The car was barely rolling along, while its two occupants were talking earnestly, their heads as close together as was possible under the circumstances.
“Johnny Parkinson, as I’m alive!” uttered Travers Gladwin. “Me old college chum, and as per 138 usual––making love. Yis, me grinning chauffeur frind, here’s where we make a pinch an’ test Mme. Flynn’s eyebrows. Officer, do your duty!”
Out he stepped into the roadway and raised his nightstick.
The big car came to a sudden stop and the two occupants stared angrily at the cause of the interruption.
“I arrest yez in the name o’ the law,” cried Patrolman Gladwin, scowling so fiercely that one of the eyebrows was in danger.
“What’s that?” snorted the young aristocrat.
“You’re me pris’ner,” said Gladwin, easily. “I arrest ye fer breaking the speed laws––racin’ on the aven-oo.”

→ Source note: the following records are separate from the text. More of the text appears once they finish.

PR #458, opened 2022-11-08
ROE-1582: add TRUST_WEB feature flag; refactor FeatureFlag functional…

dgolubevs:
…ity;

### Work checklist

### Merge instructions

```
```

### DIFF
--- a/src/config/index.ts
+++ b/src/config/index.ts
@@ -9,14 +9,12 @@ export const COOKIE_SECRET = getEnvironmentValue("COOKIE_SECRET");
 export const COOKIE_DOMAIN = getEnvironmentValue("COOKIE_DOMAIN");
 export const DEFAULT_SESSION_EXPIRATION = getEnvironmentValue("DEFAULT_SESSION_EXPIRATION", "3600");
 export const CACHE_SERVER = getEnvironmentValue("CACHE_SERVER");
-export const SHOW_SERVICE_OFFLINE_PAGE = getEnvironmentValue("SHOW_SERVICE_OFFLINE_PAGE");
 export const API_URL = getEnvironmentValue("API_URL");
 export const CHS_URL = getEnvironmentValue("CHS_URL");
 export const CHS_API_KEY = getEnvironmentValue("CHS_API_KEY");
 export const PIWIK_URL = getEnvironmentValue("PIWIK_URL");
 export const PIWIK_SITE_ID = getEnvironmentValue("PIWIK_SITE_ID");
 export const PIWIK_START_GOAL_ID = getEnvironmentValue("PIWIK_START_GOAL_ID");
-export const FEATURE_FLAG_ENABLE_SAVE_AND_RESUME_17102022 = getEnvironmentValue("FEATURE_FLAG_ENABLE_SAVE_AND_RESUME_17102022", "false");
 export const PAYMENT_FEE = getEnvironmentValue("PAYMENT_FEE");
 export const LANDING_PAGE_URL = getEnvironmentValue("LANDING_PAGE_URL");
 export const OAUTH2_CLIENT_ID = getEnvironmentValue(`OAUTH2_CLIENT_ID`);
@@ -29,6 +27,11 @@ export const DESCRIPTION = "Overseas Entities Transaction";
 export const REFERENCE = "OverseasEntitiesReference";
 export const PAYMENT_REQUIRED_HEADER = "x-payment-required";
 export const PAYMENT_PAID = "paid";
+
+//  FEATURE FLAGS
+export const SHOW_SERVICE_OFFLINE_PAGE = getEnvironmentValue("SHOW_SERVICE_OFFLINE_PAGE");
+export const FEATURE_FLAG_ENABLE_SAVE_AND_RESUME_17102022 = getEnvironmentValue("FEATURE_FLAG_ENABLE_SAVE_AND_RESUME_17102022", "false");
+export const FEATURE_FLAG_ENABLE_TRUSTS_WEB = <any>getEnvironmentValue('FEATURE_FLAG_ENABLE_TRUSTS_WEB_07112022', 'false');
 
 // TEMPLATEs
 export const ACCESSIBILITY_STATEMENT_PAGE = "accessibility-statement";
--- a/src/utils/feature.flag.ts
+++ b/src/utils/feature.flag.ts
@@ -1,15 +1,8 @@
 /**
  * Feature flags will be determined by environment variables and all environment variables in nodejs are
- * either string or undefined. This function will ensure that 'false', '0', 'off' etc remain falsy
+ * either string or undefined.
+ * This function will ensure that 'true', '1', 'on' will be Truthy
  */
 export const isActiveFeature = (flag: string | undefined): boolean => {
-
-  if (flag === undefined) {
-    return false;
-  }
-  const featureFlag = flag.toLowerCase();
-  return !(featureFlag === "false" ||
-    featureFlag === "0" ||
-    featureFlag === "off" ||
-    featureFlag === "");
+  return ['1', 'true', 'on'].includes(flag?.toString().toLowerCase() ?? '');
 };
--- a/test/utils/feature.flag.spec.ts
+++ b/test/utils/feature.flag.spec.ts
@@ -1,60 +1,32 @@
-import { describe, expect, test } from '@jest/globals';
+import { describe, expect } from '@jest/globals';
 import { isActiveFeature } from "../../src/utils/feature.flag";
 
-describe("feature flag tests", function() {
+describe("feature flag tests", function () {
+  const dataExpectFalse = [
+    'false',
+    'faLse',
+    '0',
+    'off',
+    'oFF',
+    'kdjhskjf',
+  ];
 
-  test("should return false if variable is 'false'", function() {
-    const active = isActiveFeature("false");
+  test.each(dataExpectFalse)('should return false if variable is %p', (val) => {
+    const active = isActiveFeature(val as any);
     expect(active).toBeFalsy;
   });
 
-  test("should return false if variable is '0'", function() {
-    const active = isActiveFeature("0");
-    expect(active).toBeFalsy;
-  });
+  const dataExpectTrue = [
+    'true',
+    'trUe',
+    'TRUE',
+    'on',
+    'oN',
+    '1',
+  ];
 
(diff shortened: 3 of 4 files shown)


SteveHicksCH (approved):
Nice improvement for feature flags

src/config/index.ts
```diff
@@ -31,6 +29,15 @@ export const REFERENCE = "OverseasEntitiesReference";
 export const PAYMENT_REQUIRED_HEADER = "x-payment-required";
 export const PAYMENT_PAID = "paid";
 
+//  FEATURE FLAGS
+const envFlagSfx = 'FEATURE_FLAG_';
+enum FeatureFlag {
```
mouhajer-ch, line 34: This enum is not needed, feature flags are short lived, they will be removed probably in the next two sprints. Please keep things simple

src/utils/feature.flag.ts
```diff
@@ -2,14 +2,8 @@
...
 
-  if (flag === undefined) {
-    return false;
-  }
-  const featureFlag = flag.toLowerCase();
-  return !(featureFlag === "false" ||
-    featureFlag === "0" ||
-    featureFlag === "off" ||
-    featureFlag === "");
+export const isActiveFeature = (flag: FeatureFlag): boolean => {
```
mouhajer-ch, line 7: Nice one, but any refactoring, outside Trust work, can be please agreed with toro to avoid conflicts.

test/utils/feature.flag.spec.ts
```diff
@@ -1,60 +1,32 @@
...
+  const dataExpectFalse = [
+    'false',
+    'faLse',
+    '0',
+    'off',
+    'oFF',
+    'kdjhskjf',
+  ];
+
+  it.only.each(dataExpectFalse)('should return false if variable is %p', (val) => {
```
mouhajer-ch, line 14: Nice one, but could you please use `test` (not its alias) and add `test` on the `import`

mouhajer-ch (commented):
Could you please make sure that the `Change description` and `Jira link` are correctly reported on your PRs

src/utils/feature.flag.ts
```diff
@@ -2,14 +2,8 @@
  * Feature flags will be determined by environment variables and all environment variables in nodejs are
  * either string or undefined. This function will ensure that 'false', '0', 'off' etc remain falsy
```
mwestacott, line 3: Worth updating this comment I think to match the new implementation - so saying something like "'1', 'true' and 'on' indicate that a feature is active, any other value means it is not".

src/config/index.ts
```diff
@@ -31,6 +29,15 @@ export const REFERENCE = "OverseasEntitiesReference";
 export const PAYMENT_REQUIRED_HEADER = "x-payment-required";
 export const PAYMENT_PAID = "paid";
 
+//  FEATURE FLAGS
+const envFlagSfx = 'FEATURE_FLAG_';
```
mwestacott, line 33: I think this represents a prefix not a suffix (if that's what 'Sfx' is meant to represent)?

Suggest changing name to `featureFlagNamePrefix` if this remains.

src/config/index.ts
```diff
@@ -31,6 +29,15 @@ export const REFERENCE = "OverseasEntitiesReference";
...
+enum FeatureFlag {
+  ENABLE_SHOW_SERVICE_OFFLINE_PAGE = <any>getEnvironmentValue("SHOW_SERVICE_OFFLINE_PAGE"),
+  ENABLE_REFRESH_TOKEN_29092022 = <any>getEnvironmentValue(`${envFlagSfx}ENABLE_REFRESH_TOKEN_29092022`, "false"),
```
mwestacott, line 36: If remaining (and whilst we're refactoring this), what do we think about removing the date at the end of the Node JS constant names? e.g. say:

`ENABLE_REFRESH_TOKEN = <any>getEnvironmentValue(`${envFlagSfx}ENABLE_REFRESH_TOKEN_29092022`, "false"),`

The date is needed at the end of the feature flag name in config files (according to our standards) but I don't see the need for its presence and the increased verbosity when used throughout the code.

src/utils/feature.flag.ts
markpit: yes, we'd like to keep refactoring to a minimum and to keep things as simple as possible as nearly everyone here has very little nodejs skills

src/config/index.ts
dgolubevs: Feature Flag will we always, just some will be removed and some will be added

src/utils/feature.flag.ts
dgolubevs: @mouhajer-ch 
could you please drop me full name of Toro? Thank you

@markpit 
It is good chance for ppl to learn TS
Also previous implementation do not use Typescript at all. Need to use TS power

@mouhajer-ch @markpit 
me need you decision - revert all changes or leave them with changes requested by @mwestacott ?
Thank you

src/utils/feature.flag.ts
dgolubevs: fixed

src/config/index.ts
dgolubevs: fixed

src/utils/feature.flag.ts
mouhajer-ch: Keep this code but you need to change the params expected

src/config/index.ts
mouhajer-ch: Revert this part, please

test/utils/feature.flag.spec.ts
```diff
@@ -1,60 +1,32 @@
...
+    'TRUE',
+    'on',
+    'oN',
+    '1',
+  ];
 
-  test("should return false if variable is 'OFF'", function() {
-    const active = isActiveFeature("OFF");
+  it.only.each(dataExpectTrue)('should return true if variable is %p', (val) => {
+    const active = isActiveFeature(<any>val);
```
mouhajer-ch, line 29: You do not need `<any>`. Use `any` when strictly necessary

src/config/index.ts
dgolubevs: Agree fixed

Could you please explain why need DATE at the end of feature flag env variable?

test/utils/feature.flag.spec.ts
dgolubevs: there is need casting to `any` because of
>  Argument of type 'string' is not assignable to parameter of type 'FeatureFlag'.

src/config/index.ts
markpit: It is the companies house standard - https://github.com/companieshouse/styleguides/blob/main/feature_flag.md

test/utils/feature.flag.spec.ts
dgolubevs: changed to test, import not required

src/config/index.ts
dgolubevs: Thank you, but this do not explain why need date
We have git blame to see when evn variable appear in project if will be need this information.

src/config/index.ts
dgolubevs: I revert all related existing feature flags
Keep this enum for future feature flags. This is more strict approach, that using now. FeatureFlag enum can be empty.

src/config/index.ts
mwestacott: Not sure why the date is part of the standard but can see it could be useful, e.g. having date in the name makes it immediately obvious how old a feature (flag) is, especially when viewing that feature flag in a config flag in a remote environment file that doesn't have any Git history behind it.

src/config/index.ts
dgolubevs: reverted

mwestacott: This now looks ok to me.

mouhajer-ch: Do not know why the feature flag does no have the date but it is just minor change. Fine to me

src/utils/feature.flag.ts
```diff
@@ -1,15 +1,8 @@
...
-  if (flag === undefined) {
-    return false;
-  }
-  const featureFlag = flag.toLowerCase();
-  return !(featureFlag === "false" ||
-    featureFlag === "0" ||
-    featureFlag === "off" ||
-    featureFlag === "");
+export const isActiveFeature = (flag: string): boolean => {
+  return ['1', 'true', 'on'].includes(flag.toString().toLowerCase());
```
markpit, line 7: the original version had a check for undefined, do we still need that check as undefined.toString() will throw error

test/utils/feature.flag.spec.ts
```diff
@@ -1,60 +1,32 @@
...
+  const dataExpectFalse = [
+    'false',
+    'faLse',
+    '0',
+    'off',
+    'oFF',
+    'kdjhskjf',
+  ];
+
+  test.only.each(dataExpectFalse)('should return false if variable is %p', (val) => {
```
markpit, line 14: just reading up on the use of .only - https://stackoverflow.com/a/44446669
it looks like it is used to only run one specified test in a file, i guess when you have a large amount of tests you can run one in isolation. I think we can remove the .only from these tests.

markpit:
i think it will need the updated 'main' branch merged in and the CH feature branch standard is to use lower case separated with hyphens. I think feature/ is ok, so something like feature/roe-1582-add-etc...  You don't need to change this one, just a guideline for future branches.

dgolubevs:
> i think it will need the updated 'main' branch merged in and the CH feature branch standard is to use lower case separated with hyphens. I think feature/ is ok, so something like feature/roe-1582-add-etc... You don't need to change this one, just a guideline for future branches.

I made by this manual https://companieshouse.atlassian.net/wiki/spaces/DEVOPS/pages/78151945/GitFlow+at+CH

test/utils/feature.flag.spec.ts
mouhajer-ch: Nope, but it is not a blocker

test/utils/feature.flag.spec.ts
mouhajer-ch: Nope, the IDE will complain `Cannot find name 'test'. Do you need to install type definitions for a test runner? Try ...` but it is not a blocker

src/utils/feature.flag.ts
mouhajer-ch: Just passing an empty string as default value in the flag argument will have improved readability and coverage

mwestacott (approved):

“It’s an outrage!” cried the pretty passenger. “We were scarcely crawling, Johnny.”
“You must be joking, officer,” said Johnny Parkinson, not very belligerently, for he had a bad record for speeding and wasn’t sure that some earlier offense was not involved.
“I’m not jokin’,” replied Gladwin, walking to the door of the tonneau and opening it, “and ye’ll oblige me by drivin’ to the police station.” He got in and lolled back cozily in the cushions.